Adds the ability to convert loaded model's Unet module into TensortRT. Requires version least after commit 339b5315 (currently, it's the dev branch after 2023-05-27). Only tested to work on Windows.

Loras are baked in into the converted model. Hypernetwork support is not tested. Controlnet is not supported. Textual inversion works normally.

NVIDIA is also working on releaseing their version of TensorRT for webui, which might be more performant, but they can't release it yet.

There seems to be support for quickly replacing weight of a TensorRT engine without rebuilding it, and this extension does not offer this option yet.

How to install

Apart from installing the extension normally, you also need to download zip with TensorRT from NVIDIA.

You need to choose the same version of CUDA as python's torch library is using. For torch 2.0.1 it is CUDA 11.8.

Extract the zip into extension directory, so that TensorRT-8.6.1.6 (or similarly named dir) exists in the same place as scripts directory and trt_path.py file. Restart webui afterwards.
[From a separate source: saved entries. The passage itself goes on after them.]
PR #5618, opened 2026-04-02
[Portal] Add Fraud Protection Screen

tung2744:
ref DEV-3482
ref DEV-3505
ref DEV-3506

Screenshot 2026-04-02 at 8 12 49 PM
Screenshot 2026-04-02 at 8 12 03 PM
Screenshot 2026-04-02 at 8 11 55 PM
Screenshot 2026-04-02 at 8 11 52 PM

How to test:

1. Modify your `authgear.features.yaml`:
```yaml
fraud_protection:
  is_modifiable: true
```

2. Trigger sms and resend a lot of times.
3. See some records in the portal


tung2744:
Rebased and updated. New screenshots:

Screenshot 2026-04-14 at 3 57 30 PM

Screenshot 2026-04-14 at 3 57 33 PM

pkg/lib/audit/fraud_protection_overview.go
```diff
@@ -0,0 +1,115 @@
...
+}
+
+func (s *ReadStore) fraudProtectionDecisionRecordsQuery() db.SelectBuilder {
+	return s.SQLBuilder.
+		Select(
+			"created_at",
+			"user_id",
+			"activity_type",
+			"data",
+			"COALESCE(data#>>'{payload,record,ip_address}', '') AS ip_address",
```
carmenlau: Is this `ip_address` the same as the `ip_address` column on the `_audit_log` table? If so, we could use that column directly instead of extracting from JSONB, since we're grouping, ordering, and counting it for the top source IPs overview, the performance difference could be noticeable at scale.

cmd/authgear/cmd/cmdaudit/migrations/audit/20260402190000-add_fraud_protection_decision_indexes.sql
```diff
@@ -0,0 +1,51 @@
...
+  )
+  WHERE activity_type = 'fraud_protection.decision_recorded';
+
+CREATE INDEX _audit_log_idx_fraud_decision_app_id_ip_created_at
+  ON _audit_log (
+    app_id,
+    (data #>> '{payload,record,ip_address}') text_pattern_ops,
+    created_at DESC
+  )
+  WHERE activity_type = 'fraud_protection.decision_recorded';
```
carmenlau, line 48: If we switch to the ip_address column, we should update this index accordingly. A plain column index would also be simpler and more reusable, for example, filtering audit logs by IP across other activity types in the future.

pkg/lib/audit/fraud_protection_overview.go
```diff
@@ -93,19 +97,21 @@ func (s *ReadStore) GetFraudProtectionOverview(ctx context.Context, opts QueryPa
...
-		TotalActions:   int(totalActions),
-		BlockedActions: int(blockedActions),
-		WarnedActions:  int(warnedActions),
-		TopSourceIPs:   topSourceIPs,
+		SendSMS: FraudProtectionOverviewSendSMS{
+			TotalActions:   int(totalActions),
+			BlockedActions: int(blockedActions),
+			WarnedActions:  int(warnedActions),
+			TopSourceIPs:   topSourceIPs,
+		},
```
carmenlau, line 145: Since this count is specific to `send_sms` now, it might be worth adding an explicit filter to the query even though it's currently the only action. This keeps the intent clear and avoids confusion if new activity types are added to fraud protection in the future.

.claude/skills/add-portal-screen/SKILL.md
```diff
@@ -0,0 +1,385 @@
+---
+name: add-portal-screen
```
carmenlau, line 2: That's great to have the skill for adding new screen to the portal!

portal/src/screens/fraud-protection/FraudProtectionConfigurationScreen.tsx
```diff
@@ -0,0 +1,387 @@
...
+    }
+    return item;
+  });
+}
+
+function escapeRegExp(input: string): string {
+  return input.replace(/[.*+?^${}()|[\]\\]/g, "\\$&");
+}
+
+function toPhoneRegex(raw: string): string[] {
```
carmenlau, line 90: Currently when users input something invalid in the phone number allowlist field, it will be stored straight away to the config. Maybe we should add some validation for this.

portal/src/graphql/portal/FraudProtectionConfigurationScreen.tsx
```diff
@@ -0,0 +1,387 @@
...
+                        description={renderToString(
+                          "FraudProtectionConfigurationScreen.allowlist.ip.description"
+                        )}
+                        placeholder="127.0.0.1/32"
+                        multiline={true}
+                        resizable={false}
+                        disabled={!isModifiable}
+                        value={state.ipAllowlist}
+                        onChange={onIPAllowlistChange}
+                      />
```
carmenlau: When users input an invalid value to the IP allowlist, the error message should be shown under the text field. Missing `errorRules`?

pkg/lib/audit/fraud_protection_overview.go
tung2744: Yes.
About the performance, I expect this query only run by portal admins in fraud protection page. So I expect the frequency of execution is very low.
If we are worried about the performance, maybe we should add cache. What do you think?

carmenlau: I agree that the execution frequency should be low, so we can keep it simple without caching for now. We could start by switching to the `ip_address` column first.

portal/src/screens/fraud-protection/FraudProtectionConfigurationScreen.tsx
tung2744: I want to keep the flexibility to input regex here to support e.g. prefix match.
So I guess we can validate:
- Is a possible phone number
- OR, a valid regex

tung2744:
Updated, thanks!

carmenlau (approved):

PR #5640, opened 2026-04-09
[Site Admin] Collaborators API

carmenlau:
ref DEV-3488

after #5617


docs/plans/siteadmin-api/04-collaborators-api.md
```diff
@@ -0,0 +1,831 @@
...
+    ├── CollaboratorServiceAdminAPI → *portalservice.AdminAPIService    (email resolution)
+    └── CollaboratorServiceHTTPClient                                   (HTTP for GraphQL)
+```
+
+### `ListCollaborators` flow
+
+```
+1. portalservice.CollaboratorService.ListCollaborators(ctx, appID) → []*model.Collaborator
+2. Collect all userIDs from result
+3. After the DB work is finished, Admin API batch call: getUserNodes(userIDs) → map[userID]email
```
tung2744, line 71: I saw the current portal api is using a Loader pattern to load users from admin api.
Is it possible to reuse the same pattern?

pkg/siteadmin/transport/handler_collaborator_remove.go
```diff
@@ -37,14 +36,12 @@ func parseCollaboratorRemoveParams(r *http.Request) CollaboratorRemoveParams {
...
-		}
+	if err := h.Service.RemoveCollaborator(r.Context(), params.AppID, params.CollaboratorID); err != nil {
+		writeError(w, r, err)
+		return
 	}
 
-	writeError(w, r, apierrors.NewNotFound("collaborator not found"))
+	w.Header().Set("Content-Type", "application/json")
+	w.WriteHeader(http.StatusOK)
+	_ = json.NewEncoder(w).Encode(struct{}{})
```
tung2744: I suggest we add a struct `SiteAdminAPISuccessResponse` which automatically do the following:
- Set Content-Type
- Set the http status
- Encode the response to json

And all site admin handler should only use this struct to return the response in the handler.

docs/plans/siteadmin-api/04-collaborators-api.md
carmenlau: The DataLoader is designed for GraphQL resolvers where IDs arrive asynchronously across multiple resolvers. Since REST handlers have all IDs available upfront, I think a direct batch call is simpler and achieves the same result.

pkg/siteadmin/transport/handler_collaborator_remove.go
carmenlau: Updated, thank you!

tung2744 (approved):

PR #5654, opened 2026-04-15
[Portal] Show Endpoint field for all application types including OIDC/SAML

fungc-io:
## Summary

- The **Endpoint** field was hidden for `confidential`, `third_party_app`, and `m2m` application types. OIDC and SAML clients both use the `confidential` type, so they were affected.
- Removed the `showEndpoint` conditional so the Endpoint field is always rendered, regardless of application type.
- No new components, translation keys, or GraphQL changes needed — everything was already wired up.

ref DEV-2381

image

## Test plan

- [ ] Open a **confidential** (OIDC/SAML) application in the portal — Endpoint field should now appear with the `publicOrigin` value and a working copy button
- [ ] Confirm `spa`, `traditional_webapp`, and `native` types still show the Endpoint field (no regression)
- [ ] `npm run typecheck` passes in `portal/`

🤖 Generated with [Claude Code](https://claude.com/claude-code)

### DIFF
--- a/portal/src/graphql/portal/EditOAuthClientForm.tsx
+++ b/portal/src/graphql/portal/EditOAuthClientForm.tsx
@@ -471,15 +471,6 @@ const EditOAuthClientForm: React.VFC<EditOAuthClientFormProps> =
       [clientConfig.x_application_type]
     );
 
-    const showEndpoint = useMemo(
-      () =>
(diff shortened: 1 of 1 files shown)


fungc-io:
Reopening from personal fork instead.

You don't need to install CUDA separately.

How to use

  1. Slect the model you want to optimize and make a picture with it, including needed loras and hypernetworks.
  2. Go to a TensorRT tab that appears if the extension loads properly.
  3. In Convert to ONNX tab, press Convert Unet to ONNX.
    • This takes a short while.
    • After the conversion has finished, you will find an .onnx file with model in models/Unet-onnx directory.
  4. In Convert ONNX to TensorRT tab, configure the necessary parameters (including writing full path to onnx model) and press Convert ONNX to TensorRT.
    • This takes very long - from 15 minues to an hour.
    • This takes up a lot of VRAM: you might want to press "Show command for conversion" and run the command yourself after shutting down webui.
    • After the conversion has finished, you will find a .trt file with model in models/Unet-trt directory.
  5. In settings, in Stable Diffusion page, use SD Unet option to select newly generated TensorRT model.
  6. Generate pictures.

Stable Diffusion 2.0 support

Stable diffusion 2.0 conversion should fail for both ONNX and TensorRT because of incompatible shapes, but you may be able to rememdy this by chaning instances of 768 to 1024 in the code.